I also think, that religion should get no special treatment by law. In Germany
we have § 166 StGB, which is highly in conflict with freedom of expression,
because it says, that you can be put in prison for up to 3 years if you hurt
somebody's religious feelings publicly. Courts mostly ignore the law anyway by
valuing freedom of press/art/etc. above it.

On the other hand if you join any big German party, you have to confirm, that
you are not a member of Scientology (what I totally support), arguing, that it
is not a religion, but a sect trying to get traction here. So religious laws
do not apply for everything you call your religion anyway, making them
senseless in a way, because the small ones do need protection more than the
big ones, but are effectively less protected.

I can rarely think of a religious rights law, that is not covered by a civil
liberty law or should not exists anyway.

If I could mix the perfect religious legislation i would choose the French
approach, Laïcité [0], and add the German right for children to get religious
education in school to prevent extremism by giving up the interpretation to
other groups.

[0]:
[http://en.wikipedia.org/wiki/La%C3%AFcit%C3%A9](http://en.wikipedia.org/wiki/La%C3%AFcit%C3%A9)

------
forrestthewoods
The text of the bill seems really.... non-offensive.

"A governmental entity may substantially burden a person's exercise of
religion only if the governmental entity demonstrates that application of the
burden to the person: (1) is in furtherance of a compelling governmental
interest; and (2) is the least restrictive means of furthering that compelling
governmental interest." [1]

That seems... pretty reasonable?
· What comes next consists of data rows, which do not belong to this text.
PR #10166, opened 2024-04-01
[css-color-4] Fix a typo (profoto-rgb -> prophoto-rgb)

nex3:


nex3:
Yep, just figured that out :B

PR #10174, opened 2024-04-04
[css-scrollbars] Remove example about IE

frivoal:
While the example isn't inherently wrong, it's of little relevance to present-day authors, as Internet Explorer hasn't been supported for years, and barely has any usage anymore.


tantek (approved):
Good catch.

PR #10181, opened 2024-04-08
[css-view-transitions-1] Use snapshot containing block for new root

### LINKED ISSUE #10177: [css-view-transitions-1] What is the size of the group pseudo for the root element?
From @mattwoodrow from investigating https://bugs.webkit.org/show_bug.cgi?id=272186:

Chrome seems to be setting the size of their ::view-transition-group element to that of the snapshot containing block. That seems wrong, but visually what you’d expect to happen.

Capture the image algorithm has a special case for sizing the image when capturing the root, I suspect Update pseudo-element styles should have the equivalent wording for setting the width/height style properties.

noamr:
This aligns with current behavior, but was overlooked in the spec.

Closes #10177

### DIFF
--- a/css-view-transitions-1/Overview.bs
+++ b/css-view-transitions-1/Overview.bs
@@ -1847,7 +1847,7 @@ urlPrefix: https://wicg.github.io/navigation-api/; type: interface;
 					Note: Other rendering constraints are enforced via |capturedElement|'s [=new element=] being [=captured in a view transition=].
 
 				1. Let |newRect| be [=snapshot containing block=] if |capturedElement| is the [=document element=],
-					otherwise, |capturedElement's [=border box=].
+					otherwise, |capturedElement|'s [=border box=].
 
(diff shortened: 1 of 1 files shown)


css-view-transitions-1/Overview.bs
```diff
@@ -1846,11 +1846,14 @@ urlPrefix: https://wicg.github.io/navigation-api/; type: interface;
 
 					Note: Other rendering constraints are enforced via |capturedElement|'s [=new element=] being [=captured in a view transition=].
 
-				1. Set |width| to the current width of |capturedElement|'s [=new element=]'s [=border box=].
+				1. Let |newRect| be [=snapshot containing block=] if |capturedElement| is the [=document element=],
+					otherwise, |capturedElement's [=border box=].
```
khushalsagar, line 1850:
```suggestion
					otherwise, |capturedElement|'s [=border box=].
```

Issue #9786, opened 2024-01-11
[css-view-transitions-1] What is the snapshot containing block for iframes?


khushalsagar:
The spec [here](https://drafts.csswg.org/css-view-transitions-1/#capture-rendering-characteristics-algorithm:~:text=However%2C%20the%20captured%20image%20should%20include%2C%20at%20the%20very%20least%2C%20the%20contents%20of%20element%20that%20intersect%20with%20the%20snapshot%20containing%20block.) says that if an element is too large for its entire image to be captured, implementations can clip the image as long as the contents in the snapshot containing block are captured.

But for definition of snapshot containing block is ambiguous for iframes: "all areas of the window that could potentially display page content". The impact it has on clipping of images aside, I think it should be the iframe's ICB. @bokand can explain this better.

But this means we need a better way to decide how to clip the image if the transition is happening in an iframe. The goal with the SCB recommendation was so we at least capture the onscreen content the user is seeing but the whole iframe could be offscreen. I'm thinking the following:

- If the iframe is completely offscreen, just skip the transition. Why animate instead of directly flipping to the new state.
- If its onscreen (fully or partially) use the SCB of the top level frame to decide what should be captured in the images.

khushalsagar:
> Why not just do the simple thing and apply the clip in the same way we do for non-root elements? i.e. take the above definition of the snapshot containing block for an iframe and also clip the root to it.

We already clip the root to SCB, see [here](https://drafts.csswg.org/css-view-transitions-1/#capture-rendering-characteristics-algorithm:~:text=Render%20the%20region%20of%20document%20(including%20its%20canvas%20background%20and%20any%20top%20layer%20content)%20that%20intersects%20the%20snapshot%20containing%20block). This was based on the assumption that SCB is always a reasonable size. That's true for main frames but not iframes since there the SCB can be any bounds chosen by the parent frame.

khushalsagar:
> This information might also need to cross process boundaries so could be out of date. It feels rather complex for something that seems to me like an extreme edge case?

FWIW the info has to be available to cross-process iframes because of IntersectionObserver (which needs to know whether elements in an iframe are visible to the user). But its a fair point that it can be stale. For VT the latency in updating it will be visually noticeable to the user. If this all sounds too complex we can just say that implementations can skip the transition if SCB exceeds an implementation-defined maximum.

khushalsagar:
[...]

PR #10188, opened 2024-04-09
[css-view-transitions-1] More precisely define snapshot containing block in subframes #9786

bokand:
[css-view-transitions-1] More precisely define snapshot containing block in subframes #9786

The intent of the current definition is that the snapshot containing block in a child frame should be a rect at the origin, the same size as the frame, including any scrollbars.

Initial containing block is misleading in 2 ways - it doesn't include scrollbars in its size and its position changes as the page scrolls so a strict reading would make the snapshot containing block's position dependent on the scroll offset.

I think [viewport](https://www.w3.org/TR/CSS22/visuren.html#viewport) is the better definition here but I believe that excludes scrollbars as well so we explicitly union it with [scrollbar gutters](https://drafts.csswg.org/css-overflow/#scrollbar-gutter-property).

The government can't limit exercise of
religious freedom unless they have a reason and they do so in the least
restrictive way possible?

Sexual orientation could be added as a protected class. That'd perhaps be the
best of both worlds? There's seemingly not been a lot of traction on that. I'm
not sure why exactly. Can anyone explain?

[1] [http://www.weeklystandard.com/blogs/indianas-religious-
freed...](http://www.weeklystandard.com/blogs/indianas-religious-freedom-
restoration-act-explained_900641.html?page=2)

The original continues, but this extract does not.